TASK DETAILS: Write out the following listing's lines from the one with "[KYUUBI-7659][INFRA] Restore code" to the one with "hasn't produced any", exactly, with both included and no others.

┌──

PR #7683, opened 2026-08-29
[KYUUBI-7659][INFRA] Restore code coverage by not overriding the test argLine

### LINKED ISSUE #7659: [BUG] Code coverage reports are MIA: the test argLine override drops the JaCoCo agent

zhang-arvin:

`-Pcodecov` hasn't produced any coverage since 1.8.0 because both `maven-surefire-plugin` and `scalatest-maven-plugin` override their `argLine` with `${extraJavaTestArgs}`, which drops the JaCoCo agent that `jacoco:prepare-agent` publishes to the `${argLine}` property.

This PR moves the JDK `--add-opens` options into the `argLine` property itself (referencing `extraJavaTestArgs`) and removes the `argLine` overrides from both plugin configs. This allows `jacoco:prepare-agent` to prepend its agent to the property's existing value.

## How was this patch tested?

Manual verification:
```
build/mvn test -Pcodecov -pl kyuubi-util-scala
```
Should produce `target/jacoco.exec` and a coverage report.

Closes #7659

### DIFF
--- a/externals/kyuubi-data-agent-engine/pom.xml
+++ b/externals/kyuubi-data-agent-engine/pom.xml
@@ -187,7 +187,6 @@
                 <artifactId>maven-surefire-plugin</artifactId>
                 <configuration>
                     <skipTests>${skipTests}</skipTests>
-                    <argLine>${extraJavaTestArgs}</argLine>
                 </configuration>
             </plugin>
             <plugin>
--- a/pom.xml
+++ b/pom.xml
@@ -289,6 +289,10 @@
         <distMgmtSnapshotsName>Apache Development Snapshot Repository</distMgmtSnapshotsName>
         <distMgmtSnapshotsUrl>https://repository.apache.org/content/repositories/snapshots</distMgmtSnapshotsUrl>
 
+        <!-- Both test plugins default their argLine to ${argLine}; jacoco:prepare-agent
+             prepends the agent to it under -Pcodecov. Overriding argLine in plugin config
+             instead breaks that, since plugin config is interpolated before the agent runs. -->
+        <argLine>${extraJavaTestArgs}</argLine>
         <extraJavaTestArgs>-XX:+IgnoreUnrecognizedVMOptions
             --add-opens=java.base/java.lang=ALL-UNNAMED
             --add-opens=java.base/java.lang.invoke=ALL-UNNAMED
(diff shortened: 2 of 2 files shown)


wangzhigang1999:
@zhang-arvin,

I am closing [[PR 7680](https://github.com/apache/kyuubi/pull/7680)](https://github.com/apache/kyuubi/pull/7680) and [[PR 7681](https://github.com/apache/kyuubi/pull/7681)](https://github.com/apache/kyuubi/pull/7681) because the proposed fixes are not suitable in their current form.

[[PR 7682](https://github.com/apache/kyuubi/pull/7682)](https://github.com/apache/kyuubi/pull/7682) duplicates the approved [[PR 7669](https://github.com/apache/kyuubi/pull/7669)](https://github.com/apache/kyuubi/pull/7669), and [[PR 7683](https://github.com/apache/kyuubi/pull/7683)](https://github.com/apache/kyuubi/pull/7683) duplicates the active [[PR 7661](https://github.com/apache/kyuubi/pull/7661)](https://github.com/apache/kyuubi/pull/7661).

Please check for existing work and coordinate with other contributors before opening a PR. Also follow the PR template and include test results.

PR #7685, opened 2026-08-30
[KYUUBI #7684][SPARK] Keep the python operation context private to the operation

### LINKED ISSUE #7684: [Bug] Concurrent operations on one session corrupt kyuubi.session.user in the Spark Python engine
### Code of Conduct

### Search before asking

### Describe the bug

Python operations of one session all run on a single pinned Py4J thread, and Spark local properties
are thread local, so the per-operation context in `ExecutePython.withLocalProperties` is not private
to the operation the way it is for SQL. A concurrent operation of the same session can run after
another operation's teardown has already cleared `kyuubi.session.user`, and Python clears it with
the empty string, which is fatal.

Two defects in `ExecutePython` combine to produce it.

1. The teardown clears with `""`, while `SparkOperation.withLocalProperties` (SQL and Scala) clears
   with `null`. The empty string is the outlier inside its own method: the same `finally` block
   already clears the signing keys with `null` through `clearSessionUserSign`.

```scala
setSparkLocalProperty(KYUUBI_SESSION_USER_KEY, "")
setSparkLocalProperty(KYUUBI_STATEMENT_ID_KEY, "")
setSparkLocalProperty(SPARK_SCHEDULER_POOL_KEY, "")
```

2. `SessionPythonWorker.runCode` takes the worker lock per call, so the 7 to 12 internal round-trips
   that apply and clear the context are not atomic. The lock serializes round-trips, not operations.

```scala
def runCode(code: String, internal: Boolean = false): Option[PythonResponse] = withLockRequired {
```

```
Z: runCode(user code)                              <- holds the lock, long running
A: setJobGroup                                     <- blocks, A stays PENDING
Z: (releases lock)
A: setJobGroup
A: setLocalProperty('kyuubi.session.user', 'alice')
Z: setLocalProperty('kyuubi.session.user', '')     <- Z's teardown
A: setLocalProperty('kyuubi.statement.id', ...)
A: runCode(user code)                              <- runs with an empty user
```

An empty user is fatal because `getAuthzUgi` guards only against `null`:

```scala
val user = spark.getLocalProperty(KYUUBI_SESSION_USER)
if (isSessionUserVerifyEnabled) {
  verifyKyuubiSessionUser(spark, user)
}
if (user != null && user != UserGroupInformation.getCurrentUser.getShortUserName) {
  UserGroupInformation.createRemoteUser(user)
} else {
  UserGroupInformation.getCurrentUser
}
```

`""` passes `user != null` and reaches `createRemoteUser`, which rejects it with
`IllegalArgumentException: Null user`, verified on `hadoop-client-api` 3.3.4 and 3.4.3. With
`kyuubi.session.user.sign.enabled` set to true, `verifyKyuubiSessionUser` rejects it first with
`AccessControlException: Invalid user identifier []`. Both defects are needed for the `Null user`
variant. With signing enabled the missing atomicity alone is enough, since `StringUtils.isAnyBlank`
rejects null too.

Two more consequences of the same non-atomic context. An operation waiting on the worker lock is
blocked inside its own setup, before the `setState(OperationState.RUNNING)` that sits in the block
`withLocalProperties` evaluates as `f`, so it stays in `PENDING_STATE` for the whole wait. And job
groups collide: if A's `setJobGroup(A)` lands after Z's, Z's jobs are tagged with group A and A's
`cancelJobGroup(A)` cancels Z's jobs.

`ExecutePython` does not override `getNextRowSetInternal`, so a fetch runs another full apply and
clear cycle through the worker, which widens the window for clients that pipeline execute and fetch
calls. One worker serves one session, so the corrupted value is the session user or empty, never a
different user.

### Affects Version(s)

1.7.0 and later, including master. The empty-string clear arrived with KYUUBI #3839.

### Kyuubi Server Log Output

```logtalk
INFO  o.a.k.operation.ExecuteStatement: Query[<operation-id>] in PENDING_STATE
        (repeated every poll, about 11s apart, for roughly 42 minutes)
INFO  o.a.k.operation.ExecuteStatement: Processing user_a's query[<operation-id>]:
        RUNNING_STATE -> ERROR_STATE, time taken: 2560.826 seconds
ERROR o.a.k.operation.ExecuteStatement: Error operating ExecuteStatement:
        org.apache.kyuubi.KyuubiSQLException: Error operating ExecutePython:
        org.apache.kyuubi.KyuubiSQLException: Interpret error
```

About 2525 of those 2560 seconds were spent in `PENDING_STATE` behind another Python statement on
the same session. A long PENDING followed by a short `RUNNING -> ERROR` carrying `Null user` is the
signature, and it is checkable in existing logs.

### Kyuubi Engine Log Output

```logtalk
org.apache.kyuubi.KyuubiSQLException: Interpret error:
{"response":{"content":{"ename":"IllegalArgumentException","evalue":"Null user",
 "traceback":["  File \"<stdin>\", line N, in <module>\n",
              "  File \"/opt/spark/python/pyspark/sql/session.py\", line 1631, in sql\n",
              "pyspark.errors.exceptions.captured.IllegalArgumentException: Null user\n"],
 "status":"error"}}}
    at o.a.k.engine.spark.operation.ExecutePython.withLocalProperties(ExecutePython.scala:166)
    at o.a.k.engine.spark.operation.ExecutePython.executePython(ExecutePython.scala:85)
    at o.a.k.engine.spark.operation.ExecutePython$$anon$1.run(ExecutePython.scala:116)
```

Line 166 is the `f` call site, reached after this operation's own setup had already set
`kyuubi.session.user` correctly. It was set and then overwritten.

```yaml
kyuubi.operation.language: PYTHON
kyuubi.session.user.sign.enabled: false   # true gives the AccessControlException variant instead
# the failure needs the authz plugin, the only reader of kyuubi.session.user that rejects it
spark.sql.extensions: org.apache.kyuubi.plugin.spark.authz.ranger.RangerSparkExtension
```

### Additional context

The empty-user rejection reproduces deterministically with no concurrency: set
`kyuubi.session.user` to `""` and call `AuthZUtils.getAuthzUgi`, which is the state
$$

moelhoussein:
Fixes #7684.

Python operations of one session all run on a single pinned Py4J thread, and Spark local properties are thread local, so the per-operation context in `ExecutePython.withLocalProperties` is not private to the operation the way it is for SQL. Two problems follow from that.

The teardown clears `kyuubi.session.user` with the empty string, while `SparkOperation.withLocalProperties` clears with `null`. `AuthZUtils.getAuthzUgi` skips the property only when it is null, so an empty user reaches `UserGroupInformation.createRemoteUser` and fails with `IllegalArgumentException: Null user`. With `kyuubi.session.user.sign.enabled` it fails earlier, as `AccessControlException: Invalid user identifier []`. The empty string was already the outlier in its own method, since the same `finally` block clears the signing keys with `null` through `clearSessionUserSign`. Null is not what saves the signed path, where `verifyKyuubiSessionUser` treats null as blank and reports `Invalid user identifier [null]` just the same. There the lock is what keeps a concurrent operation from reading a cleared context.

`SessionPythonWorker.runCode` takes the worker lock per call, so the 7 to 12 internal round-trips that apply and clear the context are not atomic. Another operation of the same session can set or clear these properties in between, which loses the session user and also lets one operation's `setJobGroup` tag another operation's jobs, so its `cancelJobGroup` cancels them.

This patch clears with `null` and holds the worker lock across the whole body of `withLocalProperties`, which substitutes for the isolation the SQL path gets from running each operation on its own thread. Throughput should be unaffected, because `runCode(statement)` already holds the lock for the whole execution and same-session operations are already serialized behind it. Cancellation is unaffected, because `ExecutePython.cleanup` interrupts the worker with a signal and never takes this lock.

Two new tests in `ExecutePythonSuite`, both of which fail on master. The first runs an operation and then probes the worker thread with a bare `runCode`, which observes exactly what the teardown left behind. Master leaves `''`, so it fails with `"['']" did not equal "[None]"`. The second holds an operation's context and checks that a second thread cannot reach the worker. On master it can, so it fails with `otherOperationRanCode.get() was true`.

Both tests start the python worker inside the test JVM, where its PySpark reaches this JVM's Spark classes over Py4J, so they cancel when the PySpark under `SPARK_HOME` does not match the engine's Spark. That is the case in the jobs that verify a Spark 3.5 build on a Spark 4.x binary, which carry no 3.5 PySpark to point the worker at. `PySparkTests` still covers python in those jobs, since it drives an engine from `SPARK_HOME` and both sides match there.

Local results are `ExecutePythonSuite` 2 of 2 and `PySparkTests` 7 of 8. The single failure is `executePython support timeout`, which also fails on unmodified master in the same environment (one pass in six runs on master, zero in six on this branch). It fails in the second half of that test, where `bad_code` after a timeout returns no error, which points at response handling on the worker stream after the interrupt rather than at the context.

Assisted-by: Claude Opus 5


externals/kyuubi-spark-sql-engine/src/main/scala/org/apache/kyuubi/engine/spark/operation/ExecutePython.scala
```diff
@@ -143,35 +143,44 @@ class ExecutePython(
...
-      setSparkLocalProperty(SPARK_SCHEDULER_POOL_KEY, "")
-      // using cancelJobGroup for pyspark, see details in pyspark/context.py
-      worker.runCode(s"spark.sparkContext.cancelJobGroup('$statementId')", internal = true)
-      if (isSessionUserSignEnabled) {
-        clearSessionUserSign()
+        f
+      } finally {
+        // Clear with null, not the empty string. AuthZUtils.getAuthzUgi only skips the property
+        // when it is null, so an empty user reaches UserGroupInformation.createRemoteUser and
+        // fails with `Null user`, and fails session user signing as a blank identifier.
```
wangzhigang1999: This is only true when session-user signing is disabled. When signing is enabled, verifyKyuubiSessionUser runs first and rejects both null and empty values. Could you clarify that the outer lock, rather than the null value, protects the signing-enabled path?

extensions/spark/kyuubi-spark-authz/src/test/scala/org/apache/kyuubi/plugin/spark/authz/ranger/AuthzSessionUserSuite.scala
wangzhigang1999, line 1: This test verifies existing `AuthZUtils` behavior, but it does not exercise the `ExecutePython` change and still passes when the patch is reverted. Since `ExecutePythonSuite` already verifies that the property is cleared with null, could we remove this suite or fold the relevant assertion into that regression test?

wangzhigang1999:
Both failures in this job come from the newly added `ExecutePythonSuite`, but the log shows that the Python worker exits before either test body runs.

This CI job compiles the embedded test JVM against Spark 3.5.8 while `SPARK_HOME` and PySpark point to Spark 4.1.2. The suite creates a `SessionPythonWorker` directly inside that embedded JVM, so PySpark 4.1.2 tries to initialize a `SparkSession` against Spark 3.5 classes and exits with:

```
TypeError: 'JavaPackage' object is not callable
```

The later `setLocalProperty(..., None) failure: None` is a secondary cleanup failure after the worker has exited. It does not show that clearing the property with `None` is invalid.

Could you update the tests to work with the existing cross-binary CI matrix, either by using matching Spark/PySpark versions for the embedded worker or by testing through the actual Spark binary, and rerun the checks?

moelhoussein:
Thanks, the diagnosis is right on all three points.

**Cross-binary jobs.** The worker imports PySpark from `SPARK_HOME`, since `execute_python.py` puts `$SPARK_HOME/python` on `sys.path`, so in those jobs PySpark 4.x initializes a `SparkSession` against the Spark 3.5 classes held by the test JVM and exits at import. The `setLocalProperty(..., None) failure: None` is the `Option` from `stdout.readLine()` once the worker is gone, as you said, not a verdict on clearing with `None`.

`withSessionAndWorker` now reads the PySpark version under `SPARK_HOME`, resolved the way `createSessionPythonWorker` resolves it, and cancels when it does not match `SPARK_ENGINE_RUNTIME_VERSION`. Locally that is 2 canceled with a 4.1.2 `SPARK_HOME` and 2 of 2 with a matching one.

On the two options you offered: those jobs unpack only the 4.x distribution, so there is no 3.5 PySpark on disk to point the worker at without adding a second Spark download to the matrix. Testing through the Spark binary does not reach either behavior, because the cleared context is only observable between operations on the pinned thread, and every statement over JDBC re-applies the context before user code runs, while racing two operations to catch the non-atomic teardown would be flaky. `PySparkTests` keeps python covered in those jobs, since its engine comes from `SPARK_HOME`, so both sides match there.

**Signing.** Agreed. `verifyKyuubiSessionUser` runs before the null check and `isAnyBlank` counts null as blank, so it rejects with `Invalid user identifier [null]`. The comment and the description now say that null only fixes the unsigned path and the lock is what protects the signed one.

**AuthzSessionUserSuite.** Removed. Folding the assertion into `ExecutePythonSuite` is not possible, because `kyuubi-spark-sql-engine` does not depend on `kyuubi-spark-authz`, so the reason now lives in the `ExecutePython` comment instead.

Checks are rerunning on the new commit.

moelhoussein:
Thanks, the diagnosis is right on all three points.

**Cross-binary jobs.** The worker imports PySpark from `SPARK_HOME`, since `execute_python.py` puts `$SPARK_HOME/python` on `sys.path`, so in those jobs PySpark 4.x initializes a `SparkSession` against the Spark 3.5 classes held by the test JVM and exits at import. The `setLocalProperty(..., None) failure: None` is the `Option` from `stdout.readLine()` once the worker is gone, as you said, not a verdict on clearing with `None`.

`withSessionAndWorker` now reads the PySpark version under `SPARK_HOME`, resolved the way `createSessionPythonWorker` resolves it, and cancels when it does not match `SPARK_ENGINE_RUNTIME_VERSION`. Locally that is 2 canceled with a 4.1.2 `SPARK_HOME` and 2 of 2 with a matching one.

On the two options you offered: those jobs unpack only the 4.x distribution, so there is no 3.5 PySpark on disk to point the worker at without adding a second Spark download to the matrix. Testing through the Spark binary does not reach either behavior, because the cleared context is only observable between operations on the pinned thread, and every statement over JDBC re-applies the context before user code runs, while racing two operations to catch the non-atomic teardown would be flaky. `PySparkTests` keeps python covered in those jobs, since its engine comes from `SPARK_HOME`, so both sides match there.

**Signing.** Agreed. `verifyKyuubiSessionUser` runs before the null check and `isAnyBlank` counts null as blank, so it rejects with `Invalid user identifier [null]`. The comment and the description now say that null only fixes the unsigned path and the lock is what protects the signed one.

**AuthzSessionUserSuite.** Removed. Folding the assertion into `ExecutePythonSuite` is not possible, because `kyuubi-spark-sql-engine` does not depend on `kyuubi-spark-authz`, so the reason now lives in the `ExecutePython` comment instead.

Checks are rerunning on the new commit.

moelhoussein:
Small correction to my last note: the five workflow runs for `da9e7d9e2` are not running yet, they are queued in `action_required` and need a maintainer to approve them before they start.

moelhoussein:
CI on `da9e7d9e2`: the three `verify-on-spark-4.x-binary` jobs pass now, with both new tests cancelled there, and both run and pass in the four matched jobs (3.5, 4.0, 4.1, 4.2).

The one red job is unrelated to this change. `BatchesResourceSuite` fails at line 251 with `"CANCELED" equaled "CANCELED"`, which is the `else` branch of `if (closeBatchResponse.isSuccess)` asserting that the batch is not `CANCELED`. The close reported failure while the state had already moved to `CANCELED`, and the log shows `kill: (23957): No such process` just before it, so the kill had already landed. That job passed on the previous commit, and this round only added the test gate, reworded a comment and deleted the authz suite, none of which reach the batch REST path.

I do not have rights to re-run it. Could you kick that job when you get a chance?

wangzhigang1999 (approved):
LGTM，Thanks！

pan3793 (approved):

pan3793:
**Merge Summary:**
- merged into master https://github.com/apache/kyuubi/commit/084a14f9d4c0f0a5e017753143ca96514058cba2
- merged into branch-1.12 https://github.com/apache/kyuubi/commit/7dcc5d0c21731ddff2b67466f10c28fe9cbb03e9
- merged into branch-1.11 https://github.com/apache/kyuubi/commit/f67b3d91ea4de1ab1559a2f17ec13b8543dc3402
- merged into branch-1.10 https://github.com/apache/kyuubi/commit/6f43a5aad5cc5b5e974ef0e29fb457dd3ff86274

└──

EXPECTED OUTPUT:
[KYUUBI-7659][INFRA] Restore code coverage by not overriding the test argLine

### LINKED ISSUE #7659: [BUG] Code coverage reports are MIA: the test argLine override drops the JaCoCo agent

zhang-arvin:

`-Pcodecov` hasn't produced any coverage since 1.8.0 because both `maven-surefire-plugin` and `scalatest-maven-plugin` override their `argLine` with `${extraJavaTestArgs}`, which drops the JaCoCo agent that `jacoco:prepare-agent` publishes to the `${argLine}` property.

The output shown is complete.